Echo:A Dark Billionaire Romance

By: A Zavarelli

I swallowed down the lump in my throat and nodded. Norma-Jean was all I had left now. Talk about depressing. “You know I will.”

He released me with a sigh and gestured to the back porch. “Why don’t you go do your thing, get some fresh air for a bit. These guys won’t be here too much longer.”

I gave him a watery smile and retreated on wobbly legs to the door. Escaping the acrid stench of cigarette smoke and sympathetic glances would do me some good.

As I stole onto the deck, the summer air clung to my skin, pungent with the aroma of Lilacs in full bloom. Two rickety lawn chairs and a small table were all that adorned this space. But if I had a favorite place in the whole world, this would be it.

This was my thinking spot. Where I’d spent countless hours questioning and evaluating my life and all the people in it. It was my safe haven, my sanctuary. I didn’t have anything else like it, and I was fiercely protective of it.

So when I caught someone else sitting in my chair, playing with my Rubik’s cube, I came to a dead halt. I didn’t recognize him, but I assumed he was one of Brayden’s friends. He had to be if he was here tonight.

Why he was touching my cube, or sitting in my chair, I didn’t know. But it irritated me. Didn’t he realize this was the only good thing I had in my life?

His masculine fingers moved the pieces of the cube around with a precision and grace that disarmed me. After having that cube for six years, I’d still never figured it out. I lingered awkwardly in place, one foot still paused mid-stride as I debated my next move. His concentration was so focused on the game, I doubted he knew I existed at all. I was half-tempted to tell him to go inside, but that would be rude. And I was never rude.

I was the good girl. The glue that held the family together. The peacemaker. The one who kept her thoughts to herself and never stepped out of line. That was my role, and I’d accepted it long ago. But for just one night, I wished I could be someone else. Someone who spoke her mind and didn’t care if she hurt someone’s feelings.

Could I do that to a complete stranger?

I stole a glance at the man’s profile, trying to make out his features in the shadows. He wore nice clothing. The kind of blue jeans and soft grey tee shirt that were artfully faded to look casual. They weren’t fooling me, though.
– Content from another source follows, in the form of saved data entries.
PR #3168, opened 2024-06-19
Improve `sprintf` return type inference

staabm:
closes https://github.com/phpstan/phpstan/issues/11201
closes https://github.com/phpstan/phpstan/issues/10493

### DIFF
--- a/src/Type/Php/SprintfFunctionDynamicReturnTypeExtension.php
+++ b/src/Type/Php/SprintfFunctionDynamicReturnTypeExtension.php
@@ -131,6 +131,11 @@ class SprintfFunctionDynamicReturnTypeExtension implements DynamicFunctionReturn
 			$returnType = new IntersectionType($accessories);
 		}
 
+		return $this->getConstantType($argTypes, $returnType, $functionReflection, $scope);
+	}
+
+	private function getConstantType(array $argTypes, Type $fallbackReturnType, FunctionReflection $functionReflection, Scope $scope): Type
+	{
 		$values = [];
 		$combinationsCount = 1;
 		foreach ($argTypes as $argType) {
@@ -145,7 +150,7 @@ class SprintfFunctionDynamicReturnTypeExtension implements DynamicFunctionReturn
 			}
 
 			if (count($constantScalarValues) === 0) {
-				return $returnType;
+				return $fallbackReturnType;
 			}
 
 			$values[] = $constantScalarValues;
@@ -153,7 +158,7 @@ class SprintfFunctionDynamicReturnTypeExtension implements DynamicFunctionReturn
 		}
 
 		if ($combinationsCount > InitializerExprTypeResolver::CALCULATE_SCALARS_LIMIT) {
-			return $returnType;
+			return $fallbackReturnType;
 		}
 
 		$combinations = CombinationsHelper::combinations($values);
@@ -161,7 +166,7 @@ class SprintfFunctionDynamicReturnTypeExtension implements DynamicFunctionReturn
 		foreach ($combinations as $combination) {
 			$format = array_shift($combination);
 			if (!is_string($format)) {
-				return $returnType;
+				return $fallbackReturnType;
 			}
 
 			try {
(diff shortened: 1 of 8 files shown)


tests/PHPStan/Analyser/nsrt/bug-7387.php
```diff
@@ -8,60 +8,61 @@ class HelloWorld
...
-		assertType('numeric-string', sprintf('%2$14F', $mixed, $i));
-		assertType('numeric-string', sprintf('%2$14F', $mixed, $f));
-		assertType('numeric-string', sprintf('%2$14F', $mixed, $s));
+		assertType('non-falsy-string&numeric-string', sprintf('%2$14F', $mixed, $i));
+		assertType('non-falsy-string&numeric-string', sprintf('%2$14F', $mixed, $f));
+		assertType('non-falsy-string&numeric-string', sprintf('%2$14F', $mixed, $s));
 
-		assertType('string', sprintf('%10$14F', $mixed, $s));
+		// XXX should be string because of invalid arguments count
+		assertType('non-falsy-string&numeric-string', sprintf('%10$14F', $mixed, $s));
```
staabm, line 71: after https://github.com/phpstan/phpstan-src/pull/3126 is merged we have the necessary `PrintfHelper` to decide about the invalid number of arguments/placeholders

src/Type/Php/SprintfFunctionDynamicReturnTypeExtension.php
```diff
@@ -48,70 +47,85 @@ public function getTypeFromFunctionCall(
...
+			if ($functionReflection->getName() === 'vsprintf') {
+				if ($argType->isIterableAtLeastOnce()->yes()) {
+					$isNonEmpty = true;
+				}
+				continue;
+			}
 
-			if ($singlePlaceholderEarlyReturn !== null) {
-				return $singlePlaceholderEarlyReturn;
+			if ($argType->toString()->isNonFalsyString()->yes()) {
```
staabm, line 116: requires https://github.com/phpstan/phpstan-src/pull/3170

staabm:
the composer error is valid, as we previously inferred a non-empty-string return type, even though the sprintf pattern is not known at static analysis time.

other errors are the same ones are unrelated

staabm:
the reported phpstan error is interesstig.. it seems - depending on some unknown factor - reports that we are catching a non-throwable but ignoring this very same error by identifer leads to a "No error with identifier catch.notThrowable is reported on line 200."

see the 2 variants at
- https://github.com/phpstan/phpstan-src/pull/3168/commits/ff9189e5e14e3cbe3dc1b87eba1cd09763cb52da
- https://github.com/phpstan/phpstan-src/pull/3168/commits/fd5e76270f38ebf0e04137fff4426d4db264d7d7

(its unrelated to this PR though)

staabm:
I think its related to this `Consistency::flexEntity` call in the exception classes.. some class-alias stuff is going on there.. this might lead to a race condition depending on the order which classes will be scanned when

ondrejmirtes:
There's an opportunity to grab the code from Hoa packages and make a small single modern library with no magic and simple PSR-4 autoloading and replace Hoa in phpstan-src. I might look into it this summer.

staabm:
> I might look into it this summer.

ok, what can we do to fix the build until then?

ondrejmirtes:
Try to rebase on top of: https://github.com/phpstan/phpstan-src/commit/323315554048a22e6c01d635d6c5bb68f10d5aa1

staabm:
> Try to rebase on top of: [3233155](https://github.com/phpstan/phpstan-src/commit/323315554048a22e6c01d635d6c5bb68f10d5aa1)

looks great, thanks

ondrejmirtes (changes requested):
I'm sorry. I see the diff of `src/Type/Php/SprintfFunctionDynamicReturnTypeExtension.php` and my brain just freezes. I'm not able to review this. Can you do this in smaller steps, or maybe not move that many things around?

"Make the change easy, then make the easy change."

I may have lived in a trailer park, but even I knew what those clothes really smelled like. Money.

None of Brayden’s friends had money. But this guy did. It was clear he didn’t belong in a Podunk township south of Chicago. And yet he was perfectly at ease, touching my things and taking no notice of me as I lingered just a few feet away. He adjusted the last remaining pieces of the game and set it on the table. But before he pulled away, he performed an odd ritual of aligning it to the blunt edges.
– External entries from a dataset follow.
PR #3170, opened 2024-06-19
Cast non-zero IntegerRangeType toString() is a non-falsy-string

staabm:
while working on https://github.com/phpstan/phpstan-src/pull/3168 I realized there is some opportunity to make this typing more precise


ondrejmirtes:
Thank you.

And then his eyes shot up to mine.

I drew in a sharp breath. Because now that I could see them, they were seriously blue and seriously intense. And he was looking at me like I was a shiny new toy.

Nobody had ever looked at me that way. I swallowed the gallon of sand lodged in my throat as I gestured to the cube.

“How did you do that?”

A slow smile crept across his face as he rose up to his full height, cocking his head to the side.

“It’s Brighton, right?”

“Um, yeah.” I gave an awkward shrug.

“I know your brother,” he said. “And it’s all just a matter of knowing how to play the game, Brighton.”

His eyes raked over me, and nerves I never knew existed flared to life. I had to tell myself to remember to breathe when he took a step closer. Something predatory lingered in that gaze. Something that told me I should leave, right now.

“Do you know how?” he asked.

“I don’t…” I stuttered over the words, trying to find something intelligible to say. My default setting was awkward and shy, and my experience with men was limited. But the way this one looked at me made me feel like a woman. Like a woman whose world he wanted to set on fire.

“I could teach you,” he offered. “In fact, I think it would be quite entertaining.”

The ominous undertones in those words made me shiver, but I didn’t retreat. I couldn’t explain it. I’d never done anything dangerous in my life. This man screamed danger, and yet he had some kind of gravitational pull that drew me closer. I’d never felt anything like it before.

It was electric.

And it was also wrong on so many levels. I was sixteen, and he was clearly… not. This was a man. A man with a jaw that hadn’t seen a razor in at least a few days. Real stubble adorned those hard lines, not the peach fuzz I was used to seeing. And yet he didn’t seem to factor that in as he took another step closer.

His mouth was inches from mine now, his breath so close it skated across my skin. I got this crazy notion he was going to kiss me. My stomach dipped, and disappointment washed over me when he reached past me instead.

He plucked one of the lilac blooms that had grown over the porch railing, cradling it in his palm. Petals fell from the bloom and drifted to the ground, only to be carried away a moment later by the breeze. An odd coldness came over his features as he crushed the bloom in his hand and discarded it over the railing.